練習の回数を重ねるたびに麻子ちゃんは元気になっていった。木綿子の付き添い無しでも来られるようになり、すっかり俺とも打ち解けた。「霧さん、霧さん」と呼んでくれるようになり、稽古場の設営なども手伝ってくれた。彼女が日に日に元気になっていく様子はとても嬉しかった。

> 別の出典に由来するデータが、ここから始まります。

PR #78, opened 2021-09-25
add a quasiquoter for terms

### LINKED ISSUE #16: Quasiquoters for Swarm types and terms

byorgey:
~~Also modify the `seedProgram` so it will throw a Fatal exception in
case of an error instead of crashing~~ The `seedProgram` can now only fail at compile time! (cf discussion on #68 ).

Closes #16.

### DIFF
--- a/src/Swarm/Game/Step.hs
+++ b/src/Swarm/Game/Step.hs
@@ -15,6 +15,7 @@
 {-# LANGUAGE FlexibleContexts  #-}
 {-# LANGUAGE LambdaCase        #-}
 {-# LANGUAGE OverloadedStrings #-}
+{-# LANGUAGE QuasiQuotes       #-}
 {-# LANGUAGE RankNTypes        #-}
 {-# LANGUAGE TypeApplications  #-}
 {-# LANGUAGE TypeOperators     #-}
@@ -26,7 +27,7 @@ import           Control.Lens              hiding (Const, from, parts)
 import           Control.Monad.Except
 import           Control.Monad.State
 import           Data.Bool                 (bool)
-import           Data.Either               (fromRight, rights)
+import           Data.Either               (rights)
 import           Data.Int                  (Int64)
 import           Data.List                 (find)
 import qualified Data.Map                  as M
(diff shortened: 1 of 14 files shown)


src/Swarm/Game/Step.hs
```diff
@@ -436,28 +438,22 @@ evalConst c vs k = do
...
-      ]
+-- | A system program for a "seed robot", to regrow a growable entity
+--   after it is harvested.
+seedProgram :: Text -> Either Text ProcessedTerm
+seedProgram thing = processParsedTerm [tmQ|
+  let repeat : int -> cmd () -> cmd () = \n.\c.
+    if (n == 0) {} {c ; repeat (n-1) c}
+  in {
+    r <- random 500;
+    repeat (r + 100) wait;
```
TristanCacqueray, line 449: not sure why, but inserting bad code here doesn't fail at compile time.

TristanCacqueray (approved):
That seems to work, and it's good to see how a quasiquote can access haskell variables.

byorgey:
> That seems to work, and it's good to see how a quasiquote can access haskell variables.

Yes, I had fun learning about it.  I'd never written any quasiquoters before.

src/Swarm/Game/Step.hs
byorgey: It fails at compile time if there is a *parse* error.  That is all the quasiquoter does.  Typechecking and elaborating the term still happens at runtime (see the call to `processParsedTerm`). I thought a bit about how to make a quasiquoter that did the entire processing pipeline but it made my head hurt. But now that you mention it I want to try a little harder before merging this.

byorgey: Ask and ye shall receive!  With the latest commit it now it runs the entire processing pipeline at compile time, so it will fail at compile time on any kind of error, whether a parse error or type error.

TristanCacqueray: That's wonderful, thanks, my test is now properly failing.

PR #1957, opened 2024-06-18
Highlight error part in REPL

### LINKED ISSUE #1956: Highlight only the problem in REPL
> It's annoying when you are in the middle of typing something like
> ```Haskell
> build {myComplexFunction ... }
> ```
> and you need to fill in the ..., but you can't remember exactly what the type of myComplexFunction is, but Swarm is no help because the entire thing does not typecheck so it is just highlighted in red.

@byorgey in #1955

I want the function `renderREPLPrompt` to split the text into invalid and valid parts and color them separately.
The solution is to also have error location in REPL model and to use `processParsedTerm` in `validateREPLForm`.

We could use other ascii art tricks, for example write `ˆˆˆ` on the line under.

A more complex solution to solving type checking problems is in #1955.

xsebek:
Closes #1956


xsebek:
@byorgey could you please have a look? It only works to a degree, and I suspect there are bugs:

* This looks OK:
  Screenshot 2024-06-18 at 21 29 34
* When no location is given it should highlight whole line:
  Screenshot 2024-06-18 at 21 30 06
* But it seems to suspiciously extend more then it should, so likely made a mistake somewhere:
  Screenshot 2024-06-18 at 21 30 57

Feel free to push to this branch if you find anything; I am out of ideas for today. 😄

src/swarm-tui/Swarm/TUI/Model/Repl.hs
```diff
@@ -275,6 +278,7 @@ data REPLState = REPLState
   { _replPromptType :: REPLPrompt
   , _replPromptEditor :: Editor Text Name
   , _replValid :: Bool
+  , _replErrorSrcLoc :: SrcLoc
```
byorgey, line 280: Right now we have `replValid :: Bool` and `replErrorSrcLoc :: SrcLoc`; but as far as I understand there can only be a `SrcLoc` other than `NoLoc` when `replValid` is `False`.  So why not combine them into a single field like `replValid :: Either SrcLoc ()` ?

src/swarm-tui/Swarm/TUI/Controller.hs
```diff
@@ -1,6 +1,9 @@
 {-# LANGUAGE OverloadedStrings #-}
 {-# LANGUAGE QuasiQuotes #-}
 {-# LANGUAGE RecordWildCards #-}
+{-# OPTIONS_GHC -Wno-unrecognised-pragmas #-}
+
+{-# HLINT ignore "Use fewer imports" #-}
```
byorgey, line 6: What is this HLINT pragma for?

byorgey (commented):
The part of the prompt being highlighted does not seem correct.  It always seems to extend from the beginning of the error all the way to the end of the line, no matter what.  For example, when I entered `build {(place 2); move }` everything from `2` to the closing `}` is red.

src/swarm-tui/Swarm/TUI/Controller.hs
xsebek: That's what HLS does if you by mistake click "ignore".

src/swarm-tui/Swarm/TUI/Model/Repl.hs
xsebek: Sure, it's almost isomorphic and should be easy to refactor. 👍

xsebek:
@byorgey, after reading your comment again, I found the arithmetic bug that extended the range. 👍

src/swarm-tui/Swarm/TUI/Controller.hs
```diff
@@ -1303,13 +1317,18 @@ validateREPLForm s =
     CmdPrompt _
       | otherwise ->
           let ctxs = Contexts (topCtx ^. defTypes) (topCtx ^. defReqs) (topCtx ^. tydefVals)
-              result = processTerm' ctxs uinput
-              theType = case result of
-                Right (Just pt) -> Just (pt ^. processedSyntax . sType)
-                _ -> Nothing
+              (theType, errSrcLoc) = case readTerm' defaultParserConfig uinput of
+                Left err ->
+                  let ((x1, _y1), (x2, _y2), _msg) = showErrorPos err
```
byorgey, line 1322: Aren't these (line, column)?  i.e. should we be ignoring `x1` and `x2` and using `y1` and `y2` instead?

src/swarm-tui/Swarm/TUI/View.hs
```diff
@@ -1540,11 +1540,18 @@ renderREPLPrompt focus theRepl = ps1 <+> replE
...
   prompt = theRepl ^. replPromptType
   replEditor = theRepl ^. replPromptEditor
-  color = if theRepl ^. replValid then id else withAttr redAttr
+  color t =
+    if theRepl ^. replValid
+      then txt t
+      else case theRepl ^. replErrorSrcLoc of
+        NoLoc -> withAttr redAttr (txt t)
+        SrcLoc s e ->
+          let (validL, (invalid, validR)) = T.splitAt (e - s) <$> T.splitAt s t
```
byorgey, line 1549: A common situation that I think we need a special case for is when there is a syntax error right at the very end.  This frequently happens when you have mismatched parens or a missing close quote etc.  Currently, in that case nothing gets highlighted at all, since the `invalid` part after the start location of the error (as well as `validR`) is the empty string.

Perhaps we can check whether the `invalid` part is the empty string (or only whitespace) and in that case highlight the entire REPL input?

byorgey: And yes, I was going to comment that this should be `e - s` instead of just `e` but you figured it out before me. :smile:

xsebek: Good idea, done.

src/swarm-tui/Swarm/TUI/Controller.hs
xsebek: It seems so. I copied the code that was using this function and assumed the convention is that `y` is lines.

xsebek:
Should work well now. Please have a look.

I hit up through my history and it seemed nicely highlighted.

byorgey (approved):
Looks great!  All the examples I tried seemed nicely highlighted too.  Thanks for putting this together, it's a very nice feature!

nitinprakash96 (approved):
Works nicely!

朗読劇上演の当日、蔵の中に小さな舞台を作った。椅子は三十席ほどだったが、なんとか埋まってほっとした。劇は石上露子の生涯をナレーションでたどりながら、彼女の詩や歌を朗読する場面がほとんどだ。麻子ちゃんの声はよく通って、蔵の高い天井と太い梁に響いた。
無事に終わってみなが拍手をしてくれたとき、麻子ちゃんは陶然とした表情だった。感極まって木綿子が泣き出したのとは対照的だった。
「霧さん、どうでしたか?」
「素晴らしかった。大成功だよ。ありがとう」
「いえ……霧さんのおかげです」
まだ呆然としている麻子ちゃんを木綿子の許へ連れて行く。木綿子が麻子ちゃんの手を握りしめた途端、麻子ちゃんが泣き出した。
「……お母さん。私……ちゃんとできた……」
「ええ、ちゃんとできた。麻子、よく頑張ったね」
母子は互いに手を握り合って泣いた。なにも知らない連中が見れば、なにを大げさな、と思うかもしれない。だが、今日ここに至るまでを知っている俺は思わずもらい泣きしそうになった。
麻子ちゃんが俺の前に立った。潤んだ眼は輝いていた。
「霧さん。私、もっとやってみたいんです。本格的に石上露子の脚本を書いてみたい」
「それはいい。面白そうだ。僕も応援するよ」
麻子ちゃんの後ろで木綿子がまた感極まって涙をこぼした。
なにもかも上手くいった、と思った。